Demoras y trabas que afectan a un sector vulnerable. Son por ajuste de haberes y aumentaron por primera vez en cuatro años. La inflación es una de las causas. Por la gran cantidad de expedientes, se alquiló un edificio para almacenarlos.

Por: Ismael Bermúdez

Para: Diario Clarín

En los Juzgados de la Seguridad Social están ingresando unas 150 nuevas demandas de jubilados con el reclamo de reajuste de los haberes. Durante 2014, en promedio, fueron 130 por día. También están más activos los jueces de primera instancia que aprobaron el año pasado 180 sentencias por día a favor de los jubilados. Y los de la Cámara de la Seguridad Social, quienes resolvieron 90 apelaciones por día de la ANSeS. El menor número de sentencias de segunda instancia se debe a que las tres Salas que deben resolver estos casos tienen tres jueces cada una que deben emitir su voto individual en cada causa por disposición del Código Procesal.

Las cifras de nuevas demandas son más bajas que las registradas entre 2009 y 2011 cuando hubo un aluvión –hasta 400 por día– tras los fallos de la Corte Suprema que fijaron la actualización de los haberes entre 2002 y 2006 (caso Badaro) y de los sueldos que se toman como referencia para el cálculo del haber inicial (caso Elliff, entre otros).

Para el juez de Cámara, Luis Herrero “desde el 2009 hasta 2014 hubo una disminución de las demandas por reajuste de haberes”. Ello se debió a que entró a regir el índice de actualización semestral y a que el fallo Badaro sólo se aplica a los jubilados que obtuvieron su beneficio antes de 2002. Ahora, según Herrero, el incremento de las demandas por reajustes en 2014 obedece a “la inflación elevada y a que la Corte Suprema haya reiterado en sus últimos fallos que los haberes deben conservar una razonable proporcionalidad con los salarios de actividad.

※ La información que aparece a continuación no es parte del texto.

PR #718, opened 2026-09-12
fix: fail over on zai weekly-window and lapsed-package quota refusals

chrisl10:
## Problem

Two documented zai quota refusals classify as neither `out_of_usage` nor anything else, so the turn keeps its 429 instead of failing over to the next enabled model:

- **1310** — `Weekly/Monthly Limit Exhausted. Your limit will reset at {next_flush_time}`: a quota window that names neither `usage` nor `quota`, so `QUOTA_PATTERNS` misses it even though the named reset is exactly the sentence `PROVIDER_NAMED_RESET` already parses.
- **1309 / 1314** — `Your GLM Coding Plan package has expired and is temporarily unavailable. You can resume using it after renewing the subscription…`: renewal fixes it the way a top-up fixes a balance, and no other provider's answer changes, so it belongs to the swap path rather than surfacing as a dead turn.

Wording from the documented error table: https://docs.z.ai/api-reference/api-code

## Change

Two entries in `QUOTA_PATTERNS` (`src/error-translation.mjs`):

- `/(?:weekly|monthly|daily)\s+limit\s+exhausted/i` — 1310. Once classified, the existing `PROVIDER_NAMED_RESET` reads the body's reset stamp into the cooldown window, so the provider is also held off for the window instead of buying the same refusal once per turn.
- `/(?:package|plan|subscription) has expired/i` — 1309/1314. No window is invented: there is no named reset, so the swap carries no `until`.

Neither pattern overlaps `ENTITLEMENT_PATTERNS` (checked first, different vocabulary), and a lapsed package is not an entitlement: the plan did include the API.

## Verification

`node --test` on `model-failover`, `model-failover-router`, `error-translation`, `error-chain`, `rate-limit-quota`: 125 pass, 0 fail, including the two new cases (1310 swap with named window; 1309 swap without one).

### DIFF
--- a/src/error-translation.mjs
+++ b/src/error-translation.mjs
@@ -70,6 +70,13 @@ const QUOTA_PATTERNS = [
   // Both word orders occur in the wild: "usage limit reached" (zai) and
   // "reached your usage limit" (Kimi).
   /usage limit(?:s)? (?:reached|exceeded|hit)/i,
+  // zai 1310 names a weekly or monthly window without the words "usage" or
+  // "quota": "Weekly/Monthly Limit Exhausted. Your limit will reset at ...".
+  /(?:weekly|monthly|daily)\s+limit\s+exhausted/i,
+  // zai 1309/1314: a lapsed Coding Plan or enterprise package is renewed, not
+  // waited out or re-keyed: "Your GLM Coding Plan package has expired and is
+  // temporarily unavailable. You can resume using it after renewing...".
+  /(?:package|plan|subscription) has expired/i,
   /reached your (?:usage|monthly|daily) limit/i,
   /(?:monthly|daily|plan) usage limit/i,
   /purchase extra usage/i,
--- a/test/model-failover.test.mjs
+++ b/test/model-failover.test.mjs
@@ -100,6 +100,34 @@ test("classifyRoutedFailure recognizes the observed Z.ai five-hour window messag
   });
 });
 
+test("classifyRoutedFailure recognizes the documented Z.ai weekly and monthly window message", () => {
+  // zai 1310: "Weekly/Monthly Limit Exhausted. Your limit will reset at ..." --
+  // a quota window that names neither "usage" nor "quota", so the rest of the
+  // vocabulary does not catch it and the turn keeps its 429 instead of
+  // failing over.
+  const verdict = classifyRoutedFailure({
+    status: 429,
+    bodyText: quotaBody("Weekly Limit Exhausted. Your limit will reset at 2026-08-15 13:00:00."),
+    now: NOW,
+  });
+  assert.equal(verdict.swap, true);
+  assert.equal(verdict.reason, "out_of_usage");
+  assert.ok(verdict.until, "the named reset becomes the cooldown window");
+});
+
+test("classifyRoutedFailure swaps on a lapsed Z.ai coding or enterprise package", () => {
+  // zai 1309/1314: renewal restores access -- time does not, and neither does a
+  // fresh key. Still an exhausted plan every other provider can answer.
+  const verdict = classifyRoutedFailure({
+    status: 429,
+    bodyText: quotaBody(
+      "Your GLM Coding Plan package has expired and is temporarily unavailable. You can resume using it after renewing the subscription.",
+    ),
+    now: NOW,
+  });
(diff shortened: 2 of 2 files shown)


duolahypercho:
Thanks for this — the classification is right, and the cooldown handling is careful in a way I appreciate: `reason: "out_of_usage"` with an `until` only when the body actually carries a reset stamp, so a lapsed package is retried next turn instead of being written off for six hours.

I verified the problem is real on current `main`. Both bodies classify as neither `entitlement` nor `out_of_usage`, so `classifyRoutedFailure` returns `{swap:false}` and the 429 reaches the caller as a dead turn:

```
1310 weekly       kind=undefined  {"swap":false}
1310 monthly      kind=undefined  {"swap":false}
1309/1314 package kind=undefined  {"swap":false}
```

`/quota\b[^.]*\bexhausted/i` misses 1310 because the sentence never says "quota". Good catch.

One narrowing worth making before this lands. The second pattern is a word wider than it needs to be:

| body | want | current | anchored |
|---|---|---|---|
| `Your GLM Coding Plan package has expired…` (1309) | swap | ✅ | ✅ |
| `Your enterprise package has expired…` (1314) | swap | ✅ | ✅ |
| `Your subscription has expired.` | swap | ✅ | ✅ |
| `Your promotional plan has expired` | swap | ✅ | ✅ |
| **`The uploaded file package has expired`** | **no swap** | **❌ swaps** | ✅ |

That last one isn't a quota event. Today it would be silently failed over to another provider — burning a second provider's tokens and hiding a request-level problem the operator has to fix, since the turn then looks like a quota event rather than the bad request it is.

Both documented zai messages name **the caller's own** package, so anchoring on `your` costs nothing:

```diff
-  /(?:package|plan|subscription) has expired/i,
+  /\byour\b[^.]{0,60}\b(?:package|plan|subscription) has expired/i,
```

The `[^.]{0,60}` keeps it inside one sentence so it can't reach across into an unrelated clause. With it applied, `model-failover` + `error-translation` + `model-failover-router` + `rate-limit-quota` run 120/120, including your two new cases unchanged.

I pushed it to `fix/718-narrow-package-expired` if you'd like to cherry-pick rather than retype — it's a single commit on top of your branch. Happy for you to land it your own way.

Two non-blocking notes:

- `daily` in the limit-exhausted pattern isn't in the documented 1310 wording. Harmless — I swept for false positives and found none — just speculative.
- Because 1309/1314 carry no reset stamp, a permanently lapsed package pays one extra upstream round trip every turn, forever. That's consistent with the module's existing "don't invent a window" stance, but it does mean the operator never learns the subscription lapsed. Might be worth a one-time log.

Otherwise this is good to go. I also ran it inside a combined integration branch alongside #708, #710, #712–#715, #717, #720–#723: `routing` 137/137 and 379/379 across the surrounding suites, no interaction.

duolahypercho:
Reviewed — **merge**. I went looking specifically for over-broad matching, since a false positive here silently moves a turn to another model.

- Both patterns carry `/i`, matching the rest of `QUOTA_PATTERNS`. The observed body is Title Case, so the flag is required and present.
- They run against `extractUpstreamDetail(bodyText)` — the wrapper-stripped innermost upstream message, truncated to 300 chars — and only for `status < 500`. Never against request text, model output, or 5xx bodies.
- `isPlanEntitlement` is still checked first, and the zai package text matches none of the `ENTITLEMENT_PATTERNS`, so there is no new overlap with the must-not-swap branch.
- Cost of a false positive is bounded: with no `Retry-After` and no named reset, `classifyRoutedFailure` returns `{swap: true, reason: "out_of_usage"}` with no `until`, so no cooldown is written and the next turn retries the operator's chosen model. Failover is opt-in besides.

Two notes, neither blocking:

- `/(?:package|plan|subscription) has expired/i` could in principle match a provider echoing the caller's own text back in a 4xx. I could not find a provider on these routes that does, and the pattern is no broader than `/(?:no|any|out of) credits/i` already in the same list — flagging it only because that is the direction this list can drift.
- The comment cites zai's "Weekly/Monthly Limit Exhausted" but the test asserts on "Weekly Limit Exhausted". The regex does still match the slash form via its `monthly` alternative (`Weekly/`**`Monthly Limit Exhausted`**) — the `weekly` alternative alone would not, since `/` is not `\s`. Worth a second fixture rather than a code change.

Both tests fail if the patterns are reverted.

Así, se avizora un incremento progresivo de la litigiosidad por el achatamiento de los actuales haberes –muy lejos de los de actividad– y por la inflación que corroe su poder adquisitivo”.

Así las cosas, en el Fuero de la Seguridad Social hay unas 300.000 demandas de jubilados sólo por reajuste de haberes. En la Cámara hay 10.000 causas por cada Sala. Los expedientes sorteados que esperan en el edificio de Lavalle 1.441 (alquilado para almacenar expedientes) por falta de espacio físico en las Salas, suman 68.000.
En el discurso del 1° de marzo en la Asamblea Legislativa, Cristina Kirchner dijo que “luego del pico de juicios generado por los fallos Badaro y Elliff”, la ANSeS estaba pagando más sentencias, pasando de 17.992 en 2011 a 42.268 en 2014”. Y destacó que “el año pasado hubo más sentencias resueltas que nuevos juicios ingresados en la ANSeS por primera vez en años”. Esto es así pero también porque la ANSeS apela la gran mayoría de las sentencias de primera sentencia, alargando las cosas. La Presidenta agregó: “Estamos dando respuesta a ajustes que, bueno es decirlo, tampoco provienen de nuestra gestión”.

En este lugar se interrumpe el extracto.